Centre for Bacterial Cell Biology, Institute for Cell and Molecular Biosciences, The Medical School, Newcastle University, Newcastle upon Tyne NE2 4HH, UK.
Cell Rep. 2012 May 31;1(5):417-23. doi: 10.1016/j.celrep.2012.03.008. Epub 2012 Apr 26.
The cell wall is a defining structural feature of the bacterial subkingdom. However, most bacteria are capable of mutating into a cell-wall-deficient "L-form" state, requiring remarkable physiological and structural adaptations. L-forms proliferate by an unusual membrane deformation and scission process that is independent of the conserved and normally essential FtsZ based division machinery, and which may provide a model for the replication of primitive cells. Candidate gene screening revealed no requirement for the cytoskeletal systems that might actively drive membrane deformation or scission. Instead, we uncovered a crucial role for branched-chain fatty acid (BCFA) synthesis. BCFA-deficient mutants grow and undergo pulsating shape changes, but membrane scission fails, abolishing the separation of progeny cells. The failure in scission is associated with a reduction in membrane fluidity. The results identify a step in L-form proliferation and demonstrate that purely biophysical processes may have been sufficient for proliferation of primitive cells.

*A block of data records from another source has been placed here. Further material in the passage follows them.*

PR #2759, opened 2019-05-10
Add scrollbars to metadata tab

DasSkelett:
## Problem
The metadata is the only tab of the mod info panel that doesn't display scrollbars if its content is to big.
On low-res / small monitors or if you don't want to shrink your modlist / upper mod info panel some mod infos may be out of screen.

## Solution
Make the tab scrollable, horizontally and vertically.
This also fixes the problem that links are mostly unreadable. Now they are all oneliners and if they are longer than the panel is wide, a scrollbar appears.

grafik

### DIFF
--- a/GUI/MainModInfo.Designer.cs
+++ b/GUI/MainModInfo.Designer.cs
@@ -194,8 +194,8 @@
             //
             this.MetaDataLowerLayoutPanel.AutoSizeMode = System.Windows.Forms.AutoSizeMode.GrowAndShrink;
             this.MetaDataLowerLayoutPanel.ColumnCount = 2;
-            this.MetaDataLowerLayoutPanel.ColumnStyles.Add(new System.Windows.Forms.ColumnStyle(System.Windows.Forms.SizeType.Percent, 26.16279F));
-            this.MetaDataLowerLayoutPanel.ColumnStyles.Add(new System.Windows.Forms.ColumnStyle(System.Windows.Forms.SizeType.Percent, 73.83721F));
+            this.MetaDataLowerLayoutPanel.ColumnStyles.Add(new System.Windows.Forms.ColumnStyle(System.Windows.Forms.SizeType.Absolute, 90F));
+            this.MetaDataLowerLayoutPanel.ColumnStyles.Add(new System.Windows.Forms.ColumnStyle(System.Windows.Forms.SizeType.AutoSize));
             this.MetaDataLowerLayoutPanel.Controls.Add(this.VersionLabel, 0, 0);
             this.MetaDataLowerLayoutPanel.Controls.Add(this.LicenseLabel, 0, 1);
             this.MetaDataLowerLayoutPanel.Controls.Add(this.AuthorLabel, 0, 2);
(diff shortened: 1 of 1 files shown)


HebaruSan:
Code looks good and works well. I thought there was a consensus that horizontal scrolling is bad, but I was able to find few references to it other than this, and several contradicting it, so I guess that's fine, too:

https://www.nngroup.com/articles/scrolling-and-scrollbars/

DasSkelett:
> I thought there was a consensus that horizontal scrolling is bad

I think it's not optimal, but I don't see good alternatives here.
Line wrapping makes links rather unreadable in my opinion, at the latest when they are cut because they don't fit in the available horizontal space.
Also the way links are divided for the line breaking is catastrophic in most cases, something like
```
www.github.
com/KSP-CKAN/CKAN/pull/
2759
```
is not unusual.

And we already have a big area with horizontal scrolling \> the modlist.

HebaruSan:
Yeah, I gave up when I got to "users have to move their viewport in two dimensions, which makes it hard to cover the entire space" on that page. Covering the entire space is not a consideration. Users will see the labels and the start of the content, and in most cases they won't scroll at all.

HebaruSan:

细胞壁是细菌亚界的一个定义性结构特征。然而,大多数细菌能够突变为细胞壁缺陷的“L 型”状态,需要显著的生理和结构适应。L 型通过一种不寻常的膜变形和分裂过程增殖,该过程独立于保守且通常必不可少的基于 FtsZ 的分裂机制,并且可能为原始细胞的复制提供模型。候选基因筛选未发现对可能主动驱动膜变形或分裂的细胞骨架系统的需求。相反,我们发现支链脂肪酸 (BCFA) 合成的关键作用。BCFA 缺陷突变体生长并经历脉动形状变化,但膜分裂失败,阻止了后代细胞的分离。分裂失败与膜流动性降低有关。结果确定了 L 型增殖的一个步骤,并证明纯粹的物理过程可能足以促进原始细胞的增殖。